Wherever the word "echo" appears in the entries, copy the whole line.
======== DATA FOR ANALYSIS ========
PR #347, opened 2021-01-14
Updates arch version and fixes issues that added

KipHamiltons:
Many builds of LLVM later, it's done. Not exactly sure what was different in this build which worked, but if the shoe fits...


docker/Dockerfile
```diff
@@ -10,8 +10,8 @@
 ### The date in the Server command must either match, or be more recent than,
 ### the date in the FROM command
 ### Date format is ISO year/month/day
-FROM archlinux:20200505
-RUN echo "Server=https://archive.archlinux.org/repos/2020/05/05/\$repo/os/\$arch" | tee /etc/pacman.d/mirrorlist
+FROM archlinux:base
+RUN echo "Server=https://archive.archlinux.org/repos/month/\$repo/os/\$arch" | tee /etc/pacman.d/mirrorlist
```
TrentHouliston, line 14: What's changed here? I would recommend keeping a date versioned release as otherwise, we will have the same problem in the future that caused us to have to add this. One day arch will update base and it'll break something and fixing it will be way more urgent

docker/Dockerfile
```diff
@@ -22,22 +22,19 @@ RUN pacman -Syyuu --noconfirm --needed --overwrite \*
...
     sudo \
     python \
     python-pip \
     base-devel \
     ninja \
     cmake \
     meson \
-    git
+    git \
+    ncurses
```
TrentHouliston, line 37: Why do we need to install ncurses here?

docker/Dockerfile
```diff
@@ -93,46 +90,67 @@ RUN python /usr/local/generate_toolchain.py --prefix /usr/local
 RUN install-from-source https://www.zlib.net/zlib-1.2.11.tar.gz
 
 # LLVM and Clang
-RUN BUILD_FILE_DIR='llvm' install-cmake-from-source \
-    https://github.com/llvm/llvm-project/archive/llvmorg-9.0.1.tar.gz \
-    -DLLVM_ENABLE_PROJECTS="clang"
+RUN BUILD_FILE_DIR='llvm' install-cmake-from-source https://github.com/llvm/llvm-project/archive/llvmorg-11.0.1.tar.gz \
+    -DLLVM_ENABLE_PROJECTS="clang" \
```
TrentHouliston, line 94: You should put clang-tools-extra here so you get clang-tidy
```suggestion
    -DLLVM_ENABLE_PROJECTS="clang;clang-tools-extra" \
```

docker/Dockerfile
```diff
@@ -93,46 +90,67 @@ RUN python /usr/local/generate_toolchain.py --prefix /usr/local
...
+RUN install-cmake-from-source https://github.com/intel/media-driver/archive/intel-media-20.4.5.tar.gz \
     -DINSTALL_DRIVER_SYSCONF=OFF \
     -DLIBVA_DRIVERS_PATH="/usr/local/lib/dri" \
     -DMEDIA_RUN_TEST_SUITE=OFF \
     -DBUILD_TESTING=OFF \
     -DBUILD_KERNELS=ON \
     -DENABLE_KERNELS=ON \
     -DENABLE_NONFREE_KERNELS=ON \
-    -DBUILD_TYPE=Release
+    -DCMAKE_INSTALL_PREFIX=/usr \
```
TrentHouliston, line 147: Why does this have to go in `/usr` this will cause problems when you try to install onto a robot

docker/Dockerfile
```diff
@@ -93,46 +90,67 @@ RUN python /usr/local/generate_toolchain.py --prefix /usr/local
...
+    -DCMAKE_INSTALL_LIBDIR=lib
 
 # Install intel compute runtime (OpenCL implementation)
 COPY --chown=root:root etc/OpenCL/vendors/intel.icd /etc/OpenCL/vendors/intel.icd
 COPY usr/local/package/intel-compute-runtime.sh /usr/local/package/intel-compute-runtime.sh
-RUN /usr/local/package/intel-compute-runtime.sh https://github.com/intel/compute-runtime/archive/20.01.15264.tar.gz \
-    -DNEO_DRIVER_VERSION=19.40.14409 \
-    -DSKIP_ALL_ULT=ON \
-    -DSKIP_UNIT_TESTS=ON \
-    -DIGDRCL__IGC_LIBRARY_PATH="/usr/local/lib"
```
TrentHouliston, line 135: I would keep these out here rather than hiding them in the script.
Things that get hidden in the script lose visibility compared to updating the install-from-source itself.
You make a custom script when there is a weird nonstandard way of installing things in terms of steps.

docker/Dockerfile
```diff
@@ -212,6 +230,7 @@ RUN install-from-source https://gitlab.gnome.org/GNOME/glib/-/archive/2.63.3/gli
     -Ddefault_library=both \
     -Dinternal_pcre=true \
     && cp /usr/local/lib/glib-2.0/include/glibconfig.h /usr/local/include/glibconfig.h
+RUN install-package libusb
```
TrentHouliston, line 233: Why are we installing a package for this rather than building it.
In general, we would only want to install a package if it's used TO build something. Not as a dependency of a library itself.

docker/usr/local/package/intel-graphics-compiler.sh
```diff
@@ -0,0 +1,60 @@
...
+    -DCMAKE_INSTALL_LIBDIR=lib \
+    -DIGC_OPTION__ARCHITECTURE_TARGET='Linux64' \
+    -DIGC_PREFERRED_LLVM_VERSION='11.0.0' \
+    -DVC_INTRINSICS_SRC="../../vc-intrinsics" \
+    -DINSTALL_SPIRVDLL=0 \
+    -DINSTALL_GENX_IR=ON \
+    -Wno-dev
+
+# Build the package
+ninja -j `nproc`
```
TrentHouliston, line 54: Never use `command` style when executing commands. use $(command) instead
```suggestion
ninja -j $(nproc)
```

docker/usr/local/package/opencl-clang.sh
```diff
@@ -40,14 +40,14 @@ mkdir -p build
 cd build
 
 # Configure using cmake
-cmake .. \
+cmake .. "$@" \
```
TrentHouliston, line 43: I would leave the standard arguments out in the docker file and continue to pass them in like this.
Hiding things in the script files makes it harder to read

TrentHouliston (changes requested):

docker/Dockerfile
========
▸ **SOLUTION**
-RUN echo "Server=https://archive.archlinux.org/repos/2020/05/05/\$repo/os/\$arch" | tee /etc/pacman.d/mirrorlist
+RUN echo "Server=https://archive.archlinux.org/repos/month/\$repo/os/\$arch" | tee /etc/pacman.d/mirrorlist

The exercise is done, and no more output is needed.